Yarım konuşmak despotizmdir…/ M.
Blanchot
Söylediğini eksikli
bırakmanın ne zaman bir zorunluluk haline geldiğini soracak olsaydınız, size
cevap verecek birini bulmak epeyce zor olurdu. Şimdilerde kimsenin
hatırlamadığı veya hatırlama gereği duymadığı bir zamanda olsa gerek. Eskiler,
yani ağızdan çıkanın karşıdaki için tümel bir anlam taşıdığı zamanları anımsayacak
kadar yaşı geçkin olanlardan birini bulsanız dahi, çabucak unuttukları- muhtemeldir
ki ilkin onlar yeğlediler söylemde tikelliğin bulanıklığını – eylemelerini hatırlamaya
nazlanacaklardır. Yani ki sormayınız, ekleniniz. Eksikli yaşamayı takip eden
yarım söz. Biz buyuz.
Uyandığımda başım... Aklıma geldi… Yok! Kâbus… Nefes nefese….
Hatırlamaya… Ağrı çok… Ayağımı sürüdüm… Aklımda gözleri… Canavar… Bardak düştü…
Saat erken… Onlarca parça… Kan durmadı… Acı yaradan… Yağmur ve rüzgar… Dışarıda
boğuk ses… Kabus yeğdi… Musluk suyu kirli… Düşünce kirli… Üşüyen ve zonklayan…

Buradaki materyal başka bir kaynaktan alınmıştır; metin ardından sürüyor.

PR #2692, opened 2017-11-30
ZEPPELIN-3085 Introduce generic ConfInterpreter for more fine-grained control of interpreter setting

zjffdu:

Ziller başladı… Telefon, kapı, aklım… İnsan gürültüsü… Kahve bitmiş… Makinede
boşluğa fokurdayan su… Kitap düştü… Saat geç… Onlarca sayfa… Yaraya bant… İnsan
kirli… Zonklayan ve üşüyen… Dışarıda çoğul ses… Kapıyı kapat… Ağzımda acı
çikolata… Korku dağlarda… Çocuk düştü… Saat şimdi… Onlarca çocuk bedeni…
Uyanmasaydım… Rüzgar ve yağmur… Dışarda düşman ses… Kabus bir arzu… Unuttum…
Yara açık… Ekmek düştü… Saat kendinde… Onlarca kırıntı… Kapıyı aç… Uğultu…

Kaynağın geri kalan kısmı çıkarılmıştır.